CVE-2020-7592

Name of the Vulnerable Software and Affected Versions SIMATIC HMI Basic Panels 1st Generation (incl. SIPLUS variants) (All versions) SIMATIC HMI Basic Panels 2nd Generation (incl. SIPLUS variants) (All versions) SIMATIC HMI Comfort Panels (incl. SIPLUS variants) (All versions) SIMATIC HMI KTP700F Mobile Arctic (All versions) SIMATIC HMI Mobile Panels 2nd Generation (All versions) SIMATIC WinCC Runtime Advanced (All versions)

Description A vulnerability has been identified that could allow an attacker to capture plain text communication between the configuration software and the device, potentially gaining access to sensitive information.
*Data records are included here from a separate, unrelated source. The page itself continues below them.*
PR #1970, opened 2018-06-11
Support arbitrary etcd image names

justinsb:
We allow a simple template to be defined in the PodPolicy, and we
perform substitution of the repository and version into that template.
The default template keeps the existing behaviour, so no user changes
should be needed.

This allows for registries that may not follow the same format as
quay.io - for example when mirroring to a private repo for no-internet
installs, the limited depth allowed by docker often means that users
will embed some of the repo name into the image name.

### DIFF
--- a/pkg/apis/etcd/v1beta2/cluster.go
+++ b/pkg/apis/etcd/v1beta2/cluster.go
@@ -23,8 +23,8 @@ import (
 )
 
 const (
-	defaultRepository  = "quay.io/coreos/etcd"
-	DefaultEtcdVersion = "3.2.13"
+	DefaultEtcdRepository = "quay.io/coreos/etcd"
+	DefaultEtcdVersion    = "3.2.13"
 )
 
 var (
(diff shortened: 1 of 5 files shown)


crazyleeyang:
@justinsb  can this spec  solve your problem:
```
 spec:
   size: 5
   version: "test2"
   repository: "xxx.xx.x/test/etcd"
   pod:
     busyboxImage: "xxx.xx.x/test/busybox:1.28.0-glibc"
```

perotinus:
@crazyleeyang @justinsb Is there anything preventing this PR from merging? We would like to have this functionality.

ianchakeres:
CC: @hasbro17 @fanminshi

jpbetz:
I'm in favor of this.  We'd use it, and it seams generally valuable for any organizations that already have etcd images in a repo and would like to be able to point etcd-operator to those images.

philips:
Overall this looks OK to me. I think these changes would be necessary to merge it:

1. Please have it print an error if the template doesn't have the version variable
1. Please rename the field to EtcdImageTemplate because we don't want people not providing a way for the operator to update the version
1. Please write a doc on how to use the field and the template substitution. I know we don't have a schema doc but inevitably someone will want to do this and I don't want to point them at comments in code.

PR #1976, opened 2018-07-04
close s3 reader after saving snapshot

### LINKED ISSUE #1965: etcd backup operator TCP socket memory leak
We just found that create `EtcdBackup` custom resource will cause TCP socket memory leak which can be observed by watching the output of command `cat /proc/net/sockstat`.

In our case, each time we create a `EtcdBackup` custom resource backups to S3 bucket will leave ~3000 unit TCP memory. Eventually the TCP memory usage will hit the max (from `/proc/sys/net/ipv4/tcp_mem`) if we backup periodically (eg. via cronjob) and the system network performance becomes extremely slow.

Kubernetes 1.9.7 on AWS, created by kops 1.9.0
Both etcd-operator 0.8.4 and 0.9.2 have this issue.

etcd-backup-operator `Deployment`:
```yaml
kind: Deployment
metadata:
  namespace: holosense
  name: etcd-backup-operator
spec:
  replicas: 1
  template:
    metadata:
      labels:
        name: etcd-backup-operator
    spec:
      containers:
      - name: etcd-backup-operator
        image: quay.io/coreos/etcd-operator:v0.9.2
        command:
        - etcd-backup-operator
        env:
        - name: MY_POD_NAMESPACE
          valueFrom:
            fieldRef:
              fieldPath: metadata.namespace
        - name: MY_POD_NAME
          valueFrom:
            fieldRef:
              fieldPath: metadata.name
```

`EtcdBackup` custom resource:
```yaml
kind: EtcdBackup
metadata:
    namespace: my-namespace
    name: etcd-backup-01
spec:
    etcdEndpoints: ["etcd-cluster-client:2379"]
    storageType: S3
    s3:
    path: etcd-backup/etcd.backup.01
    awsSecret: my-aws-secret
```

daniel-garcia:
After uploading the snapshot, the backup operator performs a get
to ensure that the snapshot was actually saved. The problem is that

This is due to unencrypted communication.

Recommendations For SIMATIC HMI Basic Panels 1st Generation (incl. SIPLUS variants), consider implementing encrypted communication protocols to protect data. For SIMATIC HMI Basic Panels 2nd Generation (incl. SIPLUS variants), restrict access to the configuration software to minimize the risk of exploitation. For SIMATIC HMI Comfort Panels (incl. SIPLUS variants), ensure all communication is encrypted to prevent plain text capture. For SIMATIC HMI KTP700F Mobile Arctic, disable any features that rely on unencrypted communication until a secure method is implemented. For SIMATIC HMI Mobile Panels 2nd Generation, limit access to sensitive information by implementing secure authentication and authorization mechanisms. For SIMATIC WinCC Runtime Advanced, update the configuration software to use encrypted communication protocols.